Issue #463, opened 2024-10-10
show dialog when update available 


louis030195:
should show dialog when update available, not visible enough rn

probably few lines of code in the rust updater just use tauri dialog api or something (or notificaiton maybe)

/bounty 50

PR #5133, opened 2026-07-11
feat(login): open sign-in in the default browser instead of an in-app webview

EzraEllette:
## What

Normal sign-in now opens the user's **default browser** instead of an in-app webview, on all platforms. Users get their existing screenpipe.com session, password manager, and passkeys — the least-friction path. The website redirects back via the `screenpipe://` deep link, which the OS routes to the app and [`deeplink-handler.tsx`] already handles (`api_key=` → `loadUser`).

## Before

| Platform | Old normal-login flow |
|---|---|
| macOS | `ASWebAuthenticationSession` — system-managed sheet, shares Safari cookies only |
| Windows/Linux | In-app WebView2 window with an **isolated** cookie store (no real browser session, no password manager, no passkeys) |

## After

- **Normal sign-in (all platforms):** `opener().open_url(...)` → default browser.
- **"Use a different account" (`fresh_session`):** still the in-app flows — macOS `ASWebAuthenticationSession` ephemeral, Windows/Linux a throwaway webview profile — because a real default browser can't be forced to drop its cookies. The Windows/Linux fresh path was simplified to a per-invocation throwaway label + data dir.

No return-path work was needed: the website already redirects to `screenpipe://...?api_key=...`, OS deep-link routing is already registered (Info.plist / `register_all()` / single-instance + sidecar handoff), and every call site already goes through `openLoginWindow`.

## Companion PR

Website: **screenpipe/website#463** — fixes a deep-link redirect **loop** that only surfaced once a real browser was in the loop (the old in-app webview masked it by intercepting the first `screenpipe://` navigation). Both should land together.

## Testing

- `cargo check` — compiles clean, no new warnings in `commands.rs`.
- `cargo test scheme` — login-callback-scheme unit test passes.
- `vitest` — `login-gate.test.tsx` + `app-entitlement-gate.test.tsx` (the suites asserting `openLoginWindow`) pass (27/27).
- `bindings:check` passes; `tauri.ts` diff is doc-comment only (signature unchanged).
- ⚠️ Not yet exercised end-to-end in a full app build — the opener call mirrors the existing meeting-link pattern, and the browser→deep-link return path is the same one checkout already uses. Worth a manual sign-in pass per platform before un-drafting.

> Draft: leaving a follow-up handoff for the Windows/Linux `fresh_session` path in a review comment.

### DIFF
--- a/apps/screenpipe-app-tauri/lib/utils/tauri.ts
+++ b/apps/screenpipe-app-tauri/lib/utils/tauri.ts
@@ -1080,12 +1080,16 @@ async openGoogleCalendarAuthWindow(authUrl: string) : Promise<Result<null, strin
 },
 /**
  * Open the screenpipe.com login page.
- * macOS: ASWebAuthenticationSession (system-managed sheet, forwards callback).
━━━
The task » Determine the number of lines in the listing that contain the string "opened". Write that number and nothing else.

Your solution » 2